PR #202, opened 2020-11-13
FieldDefs only accept their intended type, Validation for termQuery and termInSetQuery for all FieldDefs

erikyangs:
IntFieldDef converts TextValue to IntValue in TermQuery and TermInSetQuery.

Similar to [BooleanFieldDef](https://github.com/Yelp/nrtsearch/blob/750f62d1ce6d9d6cf74276181573e5cb5d053f8c/src/main/java/com/yelp/nrtsearch/server/luceneserver/field/BooleanFieldDef.java#L150).

---
**Side note**
We may also want to add validation in the other field types for `getTermQuery`. Currently if the wrong type is inputted (e.g. a String for LongFieldDef), it uses the default value (usually `0`).


src/main/java/com/yelp/nrtsearch/server/luceneserver/field/IntFieldDef.java
```diff
@@ -107,11 +110,40 @@ public Query getRangeQuery(RangeQuery rangeQuery) {
...
+    return IntPoint.newExactQuery(getName(), intValue);
   }
 
   @Override
   public Query getTermInSetQuery(TermInSetQuery termInSetQuery) {
-    return IntPoint.newSetQuery(getName(), termInSetQuery.getIntTerms().getTermsList());
+    List<Integer> intValues;
+    switch (termInSetQuery.getTermTypesCase()) {
+      case TEXTTERMS:
+        List<Integer> intTermsList = new ArrayList<>();
```
aprudhomme, line 133: nit: initialize the ArrayList to the size of the text term list

sarthakn7 (commented):
I think this introduces a lot of inconsistency in the queries. Just boolean wasn't too bad, but now we would support text type for int but not for other numeric types like long ? Or do we add support for text type to all term queries for all types ?
I am still okay with adding this if it is really needed, but in that case we should also explore if we need similar support for other field types and other queries.
Also more code does mean more maintenance too - another reason to avoid this if we have another way.

sarthakn7:
++ about validation btw, I think this was manually added to one of the queries but we should ideally have it in a higher-level interface to apply to all queries.

erikyangs:
@sarthakn7 fair point, depends what approach we want. I think either (1) all fielddefs should support TextType, or (2) no fielddefs should support other types.

**(1) All fielddefs support TextType**
Matches ES behavior, which converts String values into appropriate types for term queries for int and bool fields.

**(2) No fielddefs support other types**
Less complexity. Validation should catch when the wrong types are given.
Only caveat is that some of our query-building makes the assumption that `String` lists will be converted into `Integer` lists in ES, which won't work for NRTSearch. Will need to rework code there to make sure correct types are used.

**Changes**
* I think (2) makes more sense - it's more strict and less conversion magic. I'll revert these changes to IntFieldDef and remove the conversion in BoolFieldDef to make things consistent.
* I'll add to this PR to do the validation for all field types.

src/main/java/com/yelp/nrtsearch/server/luceneserver/field/IntFieldDef.java
umeshdangat: nit: feel free to ignore.

Are we sure initializing with correct size is more efficient compared to initializing with empty array? I remember reading this a while back: https://shipilev.net/blog/2016/arrays-wisdom-ancients/#_empty_array_instantiation

Not sure if its relevant for Lists or only for primitive arrays..

aprudhomme: I don't think this applies to ArrayList because of how they grow. Without a capacity, it looks like primitive array allocation is deferred until the first insertion. The size is still dynamic based on the number of elements added, so neither case will have static initialization.

src/main/java/com/yelp/nrtsearch/server/luceneserver/field/BooleanFieldDef.java
```diff
@@ -140,25 +140,19 @@ public String getType() {
...
-        termValue = parseBooleanOrThrow(termQuery.getTextValue());
-        break;
-      case BOOLEANVALUE:
-        termValue = termQuery.getBooleanValue();
-        break;
-      default:
-        throw new IllegalArgumentException(
-            "BOOLEAN field does not support term type: " + termQuery.getTermTypesCase());
-    }
-    String indexTermValue = termValue ? "1" : "0";
```
erikyangs, line 161: FYI - BREAKING CHANGE
Removing support for TEXTVALUE in BooleanFieldDef means existing use cases will throw errors when inputting strings `"false"` or `"true"`.

src/main/java/com/yelp/nrtsearch/server/luceneserver/QueryNodeMapper.java
```diff
@@ -145,12 +149,33 @@ private Query getTermQuery(com.yelp.nrtsearch.server.grpc.TermQuery termQuery, I
...
+      throw new IllegalArgumentException(
+          String.format(
+              "%s field does not support term type: %s",
+              fieldDef.getName(), termQuery.getTermTypesCase()));
+    }
+  }
+
+  private void validateTermQueryIsSearchable(FieldDef fieldDef) {
+    if (fieldDef instanceof IndexableFieldDef
+        && !(fieldDef instanceof IdFieldDef)
```
erikyangs, line 165: Should IdFieldDefs always be searchable? Was failing tests since the registerFields schema in the test didn't have it as searchable.

erikyangs: I have made IdFieldDefs always required to be searchable.

src/main/java/com/yelp/nrtsearch/server/luceneserver/field/TermQueryableIndexableFieldDef.java
```diff
@@ -0,0 +1,154 @@
...
+package com.yelp.nrtsearch.server.luceneserver.field;
+
+import com.yelp.nrtsearch.server.grpc.Field;
+import com.yelp.nrtsearch.server.grpc.TermInSetQuery;
+import com.yelp.nrtsearch.server.grpc.TermQuery;
+import com.yelp.nrtsearch.server.luceneserver.field.properties.TermQueryable;
+import org.apache.lucene.search.Query;
+
+public abstract class TermQueryableIndexableFieldDef extends IndexableFieldDef
+    implements TermQueryable {
```
aprudhomme, line 25: I am not sure what being indexable adds to this class. Perhaps this could be added to the TermQueryable interface, with a default method implementations provided.

src/main/java/com/yelp/nrtsearch/server/luceneserver/field/TermQueryableIndexableFieldDef.java
```diff
@@ -0,0 +1,154 @@
...
+        return getTermQueryFromTextValue(termQuery);
+      default:
+        throw new IllegalArgumentException(
+            String.format(
+                "%s field does not support term type: %s",
+                termQuery.getField(), termQuery.getTermTypesCase()));
+    }
+  }
+
+  Query getTermQueryFromBooleanValue(TermQuery termQuery) {
```
aprudhomme, line 63: Since you already know which value of the query message is set, you could probably just pass that as the function parameter, i.e. the bool/int/float/double/text value. This would also allow the name to be shortened, as the parameter would define the type.

src/main/java/com/yelp/nrtsearch/server/luceneserver/field/TermQueryableIndexableFieldDef.java
```diff
@@ -0,0 +1,154 @@
...
+    throwIllegalArgumentException(termQuery);
+    return null;
+  }
+
+  Query getTermQueryFromDoubleValue(TermQuery termQuery) {
+    throwIllegalArgumentException(termQuery);
+    return null;
```
aprudhomme, line 70: It might be better to throw an UnsupportedOperationException, or an IllegalStateException. The other option would be for these methods to return null, and do the exception construction in the main query building method.

src/main/java/com/yelp/nrtsearch/server/luceneserver/field/TermQueryableIndexableFieldDef.java
erikyangs: Originally all the fielddefs (e.g. `BooleanFieldDef`, `IntFieldDef`, etc.) were all `<FieldDef> extends IndexableFieldDef implements TermQueryable, <other_interfaces>`. To be able to keep this structure while providing default method implementations / validation, I created this class. Is there a better way to do this?

src/main/java/com/yelp/nrtsearch/server/luceneserver/field/TermQueryableIndexableFieldDef.java
erikyangs: Changed to pass in the expected value type.

Can't shorten function names to `getTermInSetQuery(<type>)` because List<type> can't be overloaded (https://stackoverflow.com/questions/2241514/overloading-java-function-with-list-parameter). Kept `getTermQueryFrom<Type>Value(<type>)` for consistency with this.

src/main/java/com/yelp/nrtsearch/server/luceneserver/field/TermQueryableIndexableFieldDef.java
aprudhomme: Would this be doable using interface default methods in TermQueryable, such as https://www.tutorialspoint.com/java8/java8_default_methods.htm ?

erikyangs: Ah, didn't know default methods were possible in Java interfaces. This should work, will make the changes.

erikyangs:
**Summary**
Based on many passes of reviews, this PR now does the following:

**(1) All fielddefs support TextType**
Matches ES behavior, which converts String values into appropriate types for term queries for int and bool fields.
◇ ◇ ◇ ◇
_REQUIRED WORK_. Whenever the word "instanceof" appears in a line of the listing, report that line.

_RESULT FOR THIS EXERCISE_.
+    if (fieldDef instanceof IndexableFieldDef
+        && !(fieldDef instanceof IdFieldDef)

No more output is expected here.